Start of Raw data

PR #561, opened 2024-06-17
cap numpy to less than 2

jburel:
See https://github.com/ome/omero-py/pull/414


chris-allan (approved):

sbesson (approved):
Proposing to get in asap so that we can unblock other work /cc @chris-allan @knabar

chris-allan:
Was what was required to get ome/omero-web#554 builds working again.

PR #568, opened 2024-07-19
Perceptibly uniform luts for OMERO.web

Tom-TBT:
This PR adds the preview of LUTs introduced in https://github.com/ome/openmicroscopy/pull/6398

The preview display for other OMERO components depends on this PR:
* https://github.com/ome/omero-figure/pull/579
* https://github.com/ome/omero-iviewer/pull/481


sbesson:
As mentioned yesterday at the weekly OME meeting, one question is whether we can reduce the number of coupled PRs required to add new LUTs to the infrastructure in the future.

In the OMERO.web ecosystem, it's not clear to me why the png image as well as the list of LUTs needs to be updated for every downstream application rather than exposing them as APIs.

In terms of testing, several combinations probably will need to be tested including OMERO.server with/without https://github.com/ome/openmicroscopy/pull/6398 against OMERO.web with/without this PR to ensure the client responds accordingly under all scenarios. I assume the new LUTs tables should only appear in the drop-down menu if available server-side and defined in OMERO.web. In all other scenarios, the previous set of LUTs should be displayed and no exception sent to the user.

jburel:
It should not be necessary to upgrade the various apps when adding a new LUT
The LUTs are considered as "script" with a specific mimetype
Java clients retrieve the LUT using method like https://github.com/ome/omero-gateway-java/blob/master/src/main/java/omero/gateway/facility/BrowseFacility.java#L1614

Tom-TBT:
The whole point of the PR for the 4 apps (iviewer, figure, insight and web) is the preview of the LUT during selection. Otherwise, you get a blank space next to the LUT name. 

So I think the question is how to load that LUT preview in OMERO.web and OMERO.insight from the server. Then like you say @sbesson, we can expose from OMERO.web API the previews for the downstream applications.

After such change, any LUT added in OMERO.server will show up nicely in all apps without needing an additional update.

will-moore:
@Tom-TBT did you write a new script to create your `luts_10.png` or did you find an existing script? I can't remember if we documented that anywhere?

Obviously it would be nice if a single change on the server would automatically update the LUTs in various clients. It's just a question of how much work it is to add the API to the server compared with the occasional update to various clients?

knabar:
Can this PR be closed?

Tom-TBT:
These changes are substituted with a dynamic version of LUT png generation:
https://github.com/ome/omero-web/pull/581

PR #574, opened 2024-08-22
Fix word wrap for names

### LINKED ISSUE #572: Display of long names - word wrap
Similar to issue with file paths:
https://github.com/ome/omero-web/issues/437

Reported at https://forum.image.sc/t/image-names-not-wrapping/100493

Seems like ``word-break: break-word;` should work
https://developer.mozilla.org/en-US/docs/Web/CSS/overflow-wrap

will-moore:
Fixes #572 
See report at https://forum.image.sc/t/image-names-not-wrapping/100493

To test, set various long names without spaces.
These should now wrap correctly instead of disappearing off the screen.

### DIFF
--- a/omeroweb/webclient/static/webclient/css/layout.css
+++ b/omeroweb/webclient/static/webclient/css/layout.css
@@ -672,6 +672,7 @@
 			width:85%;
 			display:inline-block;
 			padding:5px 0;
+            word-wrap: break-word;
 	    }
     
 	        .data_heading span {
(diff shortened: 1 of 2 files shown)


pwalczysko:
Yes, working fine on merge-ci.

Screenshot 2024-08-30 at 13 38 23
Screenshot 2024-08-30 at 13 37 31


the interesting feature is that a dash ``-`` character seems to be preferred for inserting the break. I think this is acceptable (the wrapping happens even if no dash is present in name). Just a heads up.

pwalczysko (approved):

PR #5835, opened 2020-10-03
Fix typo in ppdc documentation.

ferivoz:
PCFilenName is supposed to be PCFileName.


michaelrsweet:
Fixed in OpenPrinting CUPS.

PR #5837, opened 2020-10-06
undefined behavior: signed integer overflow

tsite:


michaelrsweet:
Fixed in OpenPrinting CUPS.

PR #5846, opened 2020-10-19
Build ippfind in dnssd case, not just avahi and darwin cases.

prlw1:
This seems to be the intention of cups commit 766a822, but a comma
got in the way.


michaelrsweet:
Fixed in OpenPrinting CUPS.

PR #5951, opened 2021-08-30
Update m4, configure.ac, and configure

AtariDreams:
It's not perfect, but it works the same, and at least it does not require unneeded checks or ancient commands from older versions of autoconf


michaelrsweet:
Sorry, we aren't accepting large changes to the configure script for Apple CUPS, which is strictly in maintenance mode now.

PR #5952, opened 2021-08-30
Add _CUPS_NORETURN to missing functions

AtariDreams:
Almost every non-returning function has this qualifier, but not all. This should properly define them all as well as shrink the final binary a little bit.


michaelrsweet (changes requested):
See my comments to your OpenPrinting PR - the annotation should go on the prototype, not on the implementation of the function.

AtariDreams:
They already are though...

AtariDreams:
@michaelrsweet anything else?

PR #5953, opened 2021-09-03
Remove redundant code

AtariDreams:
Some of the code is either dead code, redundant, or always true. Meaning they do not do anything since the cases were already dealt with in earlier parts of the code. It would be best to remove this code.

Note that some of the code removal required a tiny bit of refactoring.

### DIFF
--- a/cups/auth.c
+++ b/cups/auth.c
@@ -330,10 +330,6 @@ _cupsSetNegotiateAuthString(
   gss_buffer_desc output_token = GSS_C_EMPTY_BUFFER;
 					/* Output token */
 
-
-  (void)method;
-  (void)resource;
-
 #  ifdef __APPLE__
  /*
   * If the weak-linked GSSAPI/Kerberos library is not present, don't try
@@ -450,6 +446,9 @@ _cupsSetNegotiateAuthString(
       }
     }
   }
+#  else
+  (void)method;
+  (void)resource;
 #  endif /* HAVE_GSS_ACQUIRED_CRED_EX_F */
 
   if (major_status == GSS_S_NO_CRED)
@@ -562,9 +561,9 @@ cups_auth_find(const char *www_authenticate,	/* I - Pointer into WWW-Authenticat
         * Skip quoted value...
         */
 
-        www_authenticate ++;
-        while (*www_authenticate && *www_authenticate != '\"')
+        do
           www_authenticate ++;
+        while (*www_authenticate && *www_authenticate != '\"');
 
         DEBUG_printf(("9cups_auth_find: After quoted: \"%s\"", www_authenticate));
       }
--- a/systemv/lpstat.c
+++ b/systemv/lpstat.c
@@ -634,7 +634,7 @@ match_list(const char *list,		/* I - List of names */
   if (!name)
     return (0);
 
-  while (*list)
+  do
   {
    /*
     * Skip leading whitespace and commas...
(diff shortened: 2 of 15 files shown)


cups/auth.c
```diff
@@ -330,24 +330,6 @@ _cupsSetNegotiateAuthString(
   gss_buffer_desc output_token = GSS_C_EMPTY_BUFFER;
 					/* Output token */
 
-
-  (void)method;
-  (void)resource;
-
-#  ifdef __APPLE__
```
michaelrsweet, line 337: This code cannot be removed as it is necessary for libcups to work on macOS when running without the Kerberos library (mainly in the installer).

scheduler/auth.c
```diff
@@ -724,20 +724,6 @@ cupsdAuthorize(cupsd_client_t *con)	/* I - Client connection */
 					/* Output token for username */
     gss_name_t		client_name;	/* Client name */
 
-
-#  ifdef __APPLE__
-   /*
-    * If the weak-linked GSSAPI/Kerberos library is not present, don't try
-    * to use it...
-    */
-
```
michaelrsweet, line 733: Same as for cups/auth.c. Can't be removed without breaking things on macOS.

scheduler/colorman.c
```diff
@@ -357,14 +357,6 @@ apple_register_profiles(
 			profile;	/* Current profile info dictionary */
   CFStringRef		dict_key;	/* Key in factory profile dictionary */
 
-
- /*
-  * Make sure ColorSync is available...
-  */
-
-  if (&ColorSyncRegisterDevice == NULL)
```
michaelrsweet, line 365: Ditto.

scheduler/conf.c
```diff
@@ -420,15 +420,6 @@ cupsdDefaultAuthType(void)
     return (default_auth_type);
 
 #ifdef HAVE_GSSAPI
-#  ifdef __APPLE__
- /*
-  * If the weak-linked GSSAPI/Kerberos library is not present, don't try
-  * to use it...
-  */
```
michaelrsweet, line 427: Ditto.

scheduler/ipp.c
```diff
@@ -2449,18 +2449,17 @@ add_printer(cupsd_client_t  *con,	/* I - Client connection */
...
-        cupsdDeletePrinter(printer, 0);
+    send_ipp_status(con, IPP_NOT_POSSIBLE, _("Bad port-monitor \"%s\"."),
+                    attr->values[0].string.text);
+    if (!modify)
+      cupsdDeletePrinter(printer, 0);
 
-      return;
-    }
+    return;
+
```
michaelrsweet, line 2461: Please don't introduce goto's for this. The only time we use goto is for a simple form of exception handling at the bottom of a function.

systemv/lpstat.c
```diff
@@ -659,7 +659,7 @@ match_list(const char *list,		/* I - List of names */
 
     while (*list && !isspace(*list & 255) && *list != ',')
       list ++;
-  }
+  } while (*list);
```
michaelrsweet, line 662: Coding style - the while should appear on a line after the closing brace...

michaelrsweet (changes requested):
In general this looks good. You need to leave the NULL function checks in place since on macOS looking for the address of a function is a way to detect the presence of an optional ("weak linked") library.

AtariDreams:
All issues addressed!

End of Raw data

• _Required work_:
Answer with one number only, the count of lines in the entries above that hold the string "checks".

• _Exercise result_:
2